Dangers of Xopy and Robocopy

I use my own blog once in a while to remind myself how to do a specific task, and sometimes I forget to document every step along the way.
I did my basic steps of using psexec with admin creds and elevated permissions, and came across the two useual problems I forgot to mention in my previous posts!

The first one being; Access Denied – unable to create directory.
That’s funny considering I have full admin permissions, this is another one of those erroneous error messages. This one was really due to junctions aka linked files in linux.
After hurdling that issue using the switches /d /s /y /h /i /z I discovered the next erroneous error message of insufficient memory. Gosh Darn it xcopy can you do anything right? Like usual google to the rescue and you sure enough discover that this event happens due the limit of 256 characters on the NTFS file format most windows use (unless you are on Win 8.1 or above and use the new file table, but that’s a blog post for another day.) So the total directory path turns out to be longer than NTFS allows and cause this “insufficient memory” error.
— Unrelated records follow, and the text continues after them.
PR #5600, opened 2021-04-08
fix null-safety on hot-reload.md

miquelbeltran:
Here I fixed the hot-reload.md for null safety, I didn't create an external code project since the code is minimal. The changes has been done on-file and the short snippets where already "skipped".

On the changes, I think that `?` for the Generics example is fine, as it matches the previous code functionality, alternatives could be to mark them as `late` or a constructor (but I didn't want to add too much noise to the code snippet).

The `get bar => foo` complained that required a return type, so I used `int` as `foo` is declared as an int in a previous example.

cc. @sfshaza2 @RedBrogdon

### DIFF
--- a/src/docs/development/tools/hot-reload.md
+++ b/src/docs/development/tools/hot-reload.md
@@ -155,7 +155,7 @@ Before the change:
 <!-- skip -->
 ```dart
 class A<T> {
-  T i;
+  T? i;
 }
 ```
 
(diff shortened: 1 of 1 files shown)


sfshaza2 (approved):
LGTM! It's true that the code snippets on this page were tiny, so I am really fine with your approach.

PR #5601, opened 2021-04-08
Fix Material Design color link

hrishikesh-kadam:
https://material.io/guidelines/style/color.html shows 404 page.
https://material.io/design/color seems to be the appropriate.


sfshaza2 (approved):
Thanks for catching and fixing that, @hrishikesh-kadam! LGTM

PR #5603, opened 2021-04-09
Update references in layout tutorial to null safety examples

miquelbeltran:
I updated the references to the null safety examples in the layout tutorial document (/docs/development/ui/layout/tutorial), the layout index (/docs/development/ui/layout) and the "interactive" tutorial (src/docs/development/ui/interactive.md).

I also had to copy a small examples into the null_safety_examples because it was referencing the startup_namer codelab and causing issues with a diff, so I removed that dependency and instead made a copy of the file into the examples.

There's no code changes after running the refresh-code-excerpts script, but the references are correct now.

cc. @sfshaza2 @RedBrogdon


sfshaza2:
LGTM! @domesticmouse, can you cast your eye over this PR?

domesticmouse (approved):

PR #5610, opened 2021-04-11
Web support is now present in stable.

jayeshmann:


jayeshmann:
@googlebot I signed it!

sfshaza2 (changes requested):
Hi, @jayeshmann! Thanks for this PR, but it doesn't go far enough. When you create a new project in Flutter 2, the web is just there. So you don't really need those instructions at all. I'd delete pretty much all of that info.

sfshaza2 (approved):
Perfect!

As you can imagine google and others blogs have pointed me to Robocopy!.

Robocopy what a nice command tool! Anyway at first I attempt normal robocopy without switchs, well that didn’t work, then I saw the /MIR, MASSIVE CAUTION!
Robocopy by default attempts to copy junction links, and by doing so (I’m not sure exactly how it attempts to accomplish this) it will spiral into the junction creating folder parents of children deeply into itself leaving with a structer similar to:
c:\user\username\Application Data\Application Data\Application Data”
to the point where it gets so deep it managed to crash saying it can’t read the file and attempting to break out of it using ctrl+c, won’t really work.
If you did run Robocopy with the /MIR on a users profile or any parent directory with junction folders, you’ll have to manually clean up the mess left behind. When you attempt to deleted the parent folder it will prompt an error stating the file is too large for the file system it resides on or something similar. These events are full of erroneous error messages. But go as far into the folder as you can then cut the folder where you end and paste it all the way into its parent folder shrinking the complete path name allowing you to work with the deeper child directories, after a couple cut n paste it should be short enough for you to delete the folders and all files.
The proper way is to use “Robocopy /MIR /XJ SourceDir TargetDir”. This way junctions will be skipped. Hope this helps someone else experiencing troubles with Xcopy and Robocopy.

Jan 2018 Update

I remember this. 🙂 2014 was a good year.